Do check out the flash fiction stories other writers have come up with to my theme. There are some fabulous stories coming into the magazine. Don’t miss out. It is free and a good read.


Hope you are having a good weekend. Can’t get over how quickly it gets dark now and we haven’t even turned the clocks back in the UK yet.

A huge thanks for all the comments coming in on Clockwork, my latest #FridayFlashFiction tale. Much appreciated.

Advance notice: I’m not going to be about on 1st November so I will be sending out my author newsletter on 29th October, a couple of days early. This time I’m doing this deliberately! If you’d like to receive said newsletter, please head over to my website at https://allisonsymescollectedworks.com – the landing page takes you straight to the sign up form.

It’s going to be a busy few weeks. I’m off to see Murder with Ghosts staged by The Chameleon Theatre Group on Thursday and I’ve a number of writing things I want to either wrap up and schedule or prepare to take with me as I enjoy a short break from the end of next week.

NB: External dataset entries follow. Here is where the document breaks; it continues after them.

PR #3654, opened 2024-07-18
NO-ISSUE: Missing persistent journal on 1st boot when installing using rhel94 iso

pmtk:
For some reason, when using only `Storage=persistent`, the journal on first boot is not persistent. This causes some upgrade tests fail when they depend on counting amount of boots.


pacevedom (approved):
/lgtm

PR #3656, opened 2024-07-18
USHIFT-3463: Add microshift-tuned daemon for unattended TuneD profile activation

pmtk:


packaging/tuned/microshift-tuned.service
```diff
@@ -0,0 +1,11 @@
+[Unit]
+Description=MicroShift TuneD helper
+Before=microshift.service
+After=tuned.service
+Requires=tuned.service
+
+[Service]
+ExecStart=/usr/bin/microshift-tuned
```
ggiguash, line 8: This script may reboot host. Should we provide a mandatory command line for the script to actually do something? Otherwise, if someone runs it, they can end up rebooting accidentally.

test/scenarios/el94-src@low-latency.sh
```diff
@@ -15,5 +15,14 @@ scenario_remove_vms() {
 }
 
 scenario_run_tests() {
-    run_tests host1 suites/tuned/
+    # Should not be ran immediately after creating VM because of
+    # microshift-tuned rebooting the node to activate the profile.
```
ggiguash, line 19: How do we time this after creating the VM, then?

ggiguash: Should we add some kind of a loop checking that the profile is active?

test/suites/tuned/microshift-tuned.robot
```diff
@@ -0,0 +1,97 @@
...
+
+Suite Setup         Setup
+Suite Teardown      Teardown
+
+
+*** Test Cases ***
+Current Profile Should Be Hashed
+    [Documentation]    We expect that microshift-tuned keeps a hash of the profile and variables.
+
+    SSHLibrary.File Should Exist    /var/lib/microshift-tuned.yaml
```
ggiguash, line 17: I'm not sure how the name / docs reflect the contents of the test. Could you explain?

test/suites/tuned/microshift-tuned.robot
```diff
@@ -0,0 +1,97 @@
...
+
+Profile Is Already Active But Cache File Is Missing
+    [Documentation]    If profile is already active, but cache file is missing,
+    ...    we expect microshift-tuned to reactivate it, reboot, and store the hashes.
+
+    Command Should Work    rm /var/lib/microshift-tuned.yaml
```
ggiguash, line 23:
```suggestion
    Command Should Work    rm -f /var/lib/microshift-tuned.yaml
```

test/suites/tuned/microshift-tuned.robot
```diff
@@ -0,0 +1,97 @@
...
+    [Documentation]    Verify that microshift-tuned will activate any given tuned profile.
+
+    Command Should Work    sed -i 's/profile:.*/profile: virtual-guest/' /etc/microshift/tuned.yaml
+    Restart MicroShift-Tuned Not Expecting Reboot
+    ${active}=    Command Should Work    tuned-adm active
+    Should Contain    ${active}    Current active profile: virtual-guest
+
+MicroShift-Tuned Requires Config To Function
+    [Documentation]    Verify that missing configuration will be fatal.
+    Command Should Work    rm /etc/microshift/tuned.yaml
```
ggiguash, line 56:
```suggestion
    Command Should Work    rm -f /etc/microshift/tuned.yaml
```

packaging/tuned/microshift-tuned.service
pmtk: You mean that dry run is default and not dry run is protected with `--something`?

test/suites/tuned/microshift-tuned.robot
```diff
@@ -0,0 +1,97 @@
...
+    Sleep    30s
+
+    Wait Until Keyword Succeeds    5m    15s
+    ...    Is System Rebooted    ${bootid}
+
+Restart MicroShift-Tuned Not Expecting Reboot
+    [Documentation]    TODO
+    ${bootid}=    Get Current Boot Id
+    Command Should Work    systemctl restart microshift-tuned.service
+    Sleep    60s
```
ggiguash, line 95: Could we think of making this check a bit faster? Is there any other way we can get an indication that the microshift-tuned script "decided" not to reboot?

packaging/tuned/microshift-tuned.service
pmtk: There's a variable in the config which controls if reboot is allowed. Wouldn't it be slightly confusing if it was defined `False` but our service always had `--reboot-if-allowed`?

ggiguash: We could call it `--live-run` or `--execute`.

test/suites/tuned/microshift-tuned.robot
pmtk: Can you add a rationale for this change? I'm not opposing, just want to know full story

test/scenarios/el94-src@low-latency.sh
pmtk: Added a check to see if we have `>= 2` boots. `>` so we can run the script repeatedly in local env.

test/suites/tuned/microshift-tuned.robot
pmtk: Is it better now?

test/suites/tuned/microshift-tuned.robot
pmtk: I changed it but I'm not sure about robustness, we'll see

test/suites/tuned/microshift-tuned.robot
ggiguash: Sometime rm is aliased in the root account as `rm -i`

```
# alias rm
alias rm='rm -i'
```

packaging/tuned/microshift-tuned.py
```diff
@@ -0,0 +1,229 @@
...
+
+
+def main():
+    parser = argparse.ArgumentParser(
+        prog='MicroShift TuneD',
+        formatter_class=argparse.RawTextHelpFormatter,
+        description=f"""Daemon for unattended TuneD profile activation.
+
+When program starts, it compares configuration and system state.
+If the requested profile is not activate, it will be activated,
```
ggiguash, line 183:
```suggestion
If the requested profile is not active, it will be activated,
```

And I’m getting ready for the Brechin/Angus Book Fest too in November and am looking forward to that and joining up with fellow Bridge House Publishing authors at their celebration event in December. In between all of that, I might just get ready for Christmas!

Facebook – From Light to Dark and Back Again

I use a variety of random generator (words, numbers, adjectives, questions, nouns – just to list a few) as all of these give me different trigger points for getting “into” a story. They also make me think outside the box a bit too which is a good thing. It keeps me on my toes. It also means I will never run out of prompts!

And practicing writing to these different types also gives useful practice at writing to different prompts set in writing classes, conferences, and the like because you can never know what will come up with those. (Well, not unless you’re the speaker and you set the things anyway!).

I’ve found it gives me even more fun in coming up with stories precisely because I’m stretching myself here to use things I would not ordinarily have come up with by myself. I’ve written a story this week where I had to use the words egg and bear in it. Done. Submitted it. But I would not have come up with those two things in one story. They’re not an obvious combination.

You can also think of using generators as a warm up writing exercise. Write for five/ten minutes on what comes up. Edit and polish later. Submit later!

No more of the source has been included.